Exercise description
Return the data that follows, keeping every word and mark unchanged.

===== Records for processing

PR #589, opened 2020-04-09
compiler/aslanalyze: Fix test condition on 2nd char for GPE method

ElyesH:
The test '((Name[1] != 'L') && (Name[1] != 'E'))' is always false.
As the 2nd char must be L or E, we would use:
if !((Name[1] == 'L') || (Name[1] == 'E'))
	return;

Signed-off-by: Elyes HAOUAS <ehaouas@noos.fr>

### DIFF
--- a/source/compiler/aslanalyze.c
+++ b/source/compiler/aslanalyze.c
@@ -587,7 +587,7 @@ ApCheckForGpeNameConflict (
      * 3rd/4th chars must be a hex number
      */
     if ((Name[0] != '_') ||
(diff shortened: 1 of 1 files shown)


acpibob:
I disagree with "The test '((Name[1] != 'L') && (Name[1] != 'E'))' is always false".
By DeMorgan's theorem:
!(Cond1 || Cond2) is equivalent to (!Cond1 && !Cond2)

ElyesH:
indeed, my mistake.
Thx

PR #600, opened 2020-04-28
psparse: Do not parse if DSDT AML has zero size

zamaudio:
Bypasses a page fault when the DSDT is present but has empty aml.

Linux seems to not experience a fault from this, perhaps there is a workaround in Linux for this (?)

In any case, it seems like a waste of cpu cycles to attempt parsing an empty AML.

Signed-off-by: Damien Zammit <damien@zamaudio.com>

### DIFF
--- a/source/components/parser/psparse.c
+++ b/source/components/parser/psparse.c
@@ -579,6 +579,13 @@ AcpiPsParseAml (
         return_ACPI_STATUS (AE_BAD_ADDRESS);
     }
 
+    /* If size of AML is zero, we succeeded. There is nothing to do */
+
+    if (!WalkState->ParserState.AmlSize)
+    {
+        return_ACPI_STATUS (AE_OK);
+    }
+
     /* Create and initialize a new thread state */
 
     Thread = AcpiUtCreateThreadState ();


SchmErik:
How did you test this on linux?

zamaudio:
@SchmErik I used the same qemu machine to boot Linux as my customised GNU/Hurd with ACPICA integrated into the mach kernel.  Linux seems to boot in QEMU anyway, I've never seen it fail on parsing the qemu DSDT.  The page fault was something I experienced without the patch applied using my custom Hurd OS.  With this patch, the problem goes away.

SchmErik:
QEMU will expose ACPI tables including a non-null dsdt to the guest operating system. Are you saying that you're trying to run linux with a null dsdt?

SchmErik:
Closing this doesn't seem to be an issue. QEMU exposes ACPI tables to linux. If you're running an ACPI enabled operating system and the firmware does not contain a DSDT, it is better to take the fault because the DSDT is a fundamental and necessary component of ACPI firmware. Closing

paulmenzel:
Error handling would still be useful, wouldn’t it? That means, printing an error message helping to debug a possible issue?

Th3Fanbus:
> Closing this doesn't seem to be an issue.

Well, it *is* an issue: in some cases, it causes a page fault. While one could reason that returning success in such an unexpected situation is a bad idea, it would be less bad than causing a page fault. For instance, one could return `AE_BAD_ADDRESS` instead, as done when the DSDT is missing. Thoughts?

==========

Task response
PR #589, opened 2020-04-09
compiler/aslanalyze: Fix test condition on 2nd char for GPE method

ElyesH:
The test '((Name[1] != 'L') && (Name[1] != 'E'))' is always false.
As the 2nd char must be L or E, we would use:
if !((Name[1] == 'L') || (Name[1] == 'E'))
	return;

Signed-off-by: Elyes HAOUAS <ehaouas@noos.fr>

### DIFF
--- a/source/compiler/aslanalyze.c
+++ b/source/compiler/aslanalyze.c
@@ -587,7 +587,7 @@ ApCheckForGpeNameConflict (
      * 3rd/4th chars must be a hex number
      */
     if ((Name[0] != '_') ||
(diff shortened: 1 of 1 files shown)


acpibob:
I disagree with "The test '((Name[1] != 'L') && (Name[1] != 'E'))' is always false".
By DeMorgan's theorem:
!(Cond1 || Cond2) is equivalent to (!Cond1 && !Cond2)

ElyesH:
indeed, my mistake.
Thx

PR #600, opened 2020-04-28
psparse: Do not parse if DSDT AML has zero size

zamaudio:
Bypasses a page fault when the DSDT is present but has empty aml.

Linux seems to not experience a fault from this, perhaps there is a workaround in Linux for this (?)

In any case, it seems like a waste of cpu cycles to attempt parsing an empty AML.

Signed-off-by: Damien Zammit <damien@zamaudio.com>

### DIFF
--- a/source/components/parser/psparse.c
+++ b/source/components/parser/psparse.c
@@ -579,6 +579,13 @@ AcpiPsParseAml (
         return_ACPI_STATUS (AE_BAD_ADDRESS);
     }
 
+    /* If size of AML is zero, we succeeded. There is nothing to do */
+
+    if (!WalkState->ParserState.AmlSize)
+    {
+        return_ACPI_STATUS (AE_OK);
+    }
+
     /* Create and initialize a new thread state */
 
     Thread = AcpiUtCreateThreadState ();


SchmErik:
How did you test this on linux?

zamaudio:
@SchmErik I used the same qemu machine to boot Linux as my customised GNU/Hurd with ACPICA integrated into the mach kernel.  Linux seems to boot in QEMU anyway, I've never seen it fail on parsing the qemu DSDT.  The page fault was something I experienced without the patch applied using my custom Hurd OS.  With this patch, the problem goes away.

SchmErik:
QEMU will expose ACPI tables including a non-null dsdt to the guest operating system. Are you saying that you're trying to run linux with a null dsdt?

SchmErik:
Closing this doesn't seem to be an issue. QEMU exposes ACPI tables to linux. If you're running an ACPI enabled operating system and the firmware does not contain a DSDT, it is better to take the fault because the DSDT is a fundamental and necessary component of ACPI firmware. Closing

paulmenzel:
Error handling would still be useful, wouldn’t it? That means, printing an error message helping to debug a possible issue?

Th3Fanbus:
> Closing this doesn't seem to be an issue.

Well, it *is* an issue: in some cases, it causes a page fault. While one could reason that returning success in such an unexpected situation is a bad idea, it would be less bad than causing a page fault. For instance, one could return `AE_BAD_ADDRESS` instead, as done when the DSDT is missing. Thoughts?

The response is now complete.